Why is that? Chronic, noncommunicable diseases like heart disease, cancer, and diabetes account for about 75 percent of all deaths worldwide, according to the World Health Organization, including some 17 million annual “premature” deaths claiming the lives of people under 70. Eighty-six percent of those people who are dying prematurely—exactly who geroprotective drugs could impact the most—live in low- and middle-income countries.
Some experts caution that we need to measure twice and cut once now to avoid missteps along the way. Bause of the Apollo Fund expressed concern over misses. “We need to make sure that we’re really careful at allocating these funds to the right products,” she says, because if too much funding goes into projects that flop, there may be reluctance to keep pouring in more funding.
“We need to make sure that the early projects are really successful, and we can validate the hypothesis behind the longevity investments,” she says.
Kirkland agrees that there is a risk that a high-profile failure could kill a field, but he says people should never expect every single trial is going to be positive. “I would be happy if one or two out of 20 trials showed something,” he says. “If we fail on some of the trials, it doesn’t mean we should stop.”
At the same time, Kirkland warns against people jumping the gun and starting to take experimental geroprotective drugs preemptively, without proof that they will work or knowledge of the risks.
“I don’t think people should be taking these things over the counter, and physicians should not be prescribing them,” says Kirkland. “We don’t know yet what the downsides might be.”
All the trials in which he is involved are testing these compounds on fatal conditions for which there are no good treatment options.

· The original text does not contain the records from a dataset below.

PR #120, opened 2019-03-26
fix(ui): Add dynamic targetLocation to NavigationModal (AEROGEAR-8887)

davidffrench:
## Motivation
https://issues.jboss.org/browse/AEROGEAR-8887

## What
Changing `goBack` to dynamic `targetLocation` so the Navigation modal will work for any react router history location change.

## Why
Future proof

## How
Passing target location into Redux from the history block function so it can be used by the navigation modal later on.

## Verification Steps
1. Checkout this branch locally
2. Modify the isAppDetailedDirty property in the reducer initalState to true
3. Run the server and UI using `make serve`
4. Navigate to the detailed app screen
5. Click the back button in the browser or the header logo
6. Verify the navigation modal appears
7. Verify the X and Stay buttons close the modal and keep you on the same screen
8. Verify the Leave button navigates back to the landing page

## Checklist:

## Progress

- [x] Finished task
- [ ] TODO

## Additional Notes

PS.: Add images and/or .gifs to illustrate what was changed if this pull request modifies the appearance/output of something presented to the users.

### DIFF
--- a/ui/src/reducers/index.js
+++ b/ui/src/reducers/index.js
@@ -38,7 +38,10 @@ const initialState = {
   isAppsRequestFailed: false,
   currentUser: 'currentUser',
   isUserDropdownOpen: false,
-  isNavigationModalOpen: false,
+  navigationModal: {
+    isOpen: false,
+    targetLocation: undefined
+  },
   isAppDetailedDirty: false,
   app: {
     data: {},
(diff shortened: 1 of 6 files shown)


ui/src/reducers/index.js
```diff
@@ -38,7 +38,10 @@ const initialState = {
   isAppsRequestFailed: false,
   currentUser: 'currentUser',
   isUserDropdownOpen: false,
-  isNavigationModalOpen: false,
+  navigationModal: {
+    isNavigationModalOpen: false,
```
craicoverflow: Since this is a property of `navigationModal`, it could be reduced to just `isOpen`, as it is implied that the prop is referring to the navigation modal.

`navigationModal.isOpen` vs `navigationModal.isNavigationModalOpen`.

damienomurchu:
@davidffrench just verifying the functionality works as expected, and also that `isAppDetailedDirty` gets updated as expected too in the redux store. 

Just skimmed code though, will review properly now and leave any comments.

ui/src/reducers/index.js
davidffrench: Good point and addressed now.

PR #123, opened 2019-03-28
ci(commit-msg): Added allowance for extra types in commit message (AEROGEAR-8888)

craicoverflow:
## Motivation

https://issues.jboss.org/browse/AEROGEAR-8888

## What

Extended the commit-msg hook to allow extra types to be defined according to the Conventional Commit specification.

These are “very, very serious conditions for which people have very little hope,” he says. The clinical trials are carefully designed and closely watched by drug safety monitoring boards staffed by experts who know who is getting the drug and who is getting the placebo. They are in place to stop a trial if need be, should adverse events occur.
“They haven’t stopped any of [the trials] so far, but it doesn’t mean an adverse event won’t occur—or that one might not occur two years from now or something,” Kirkland says. “We don’t know that.”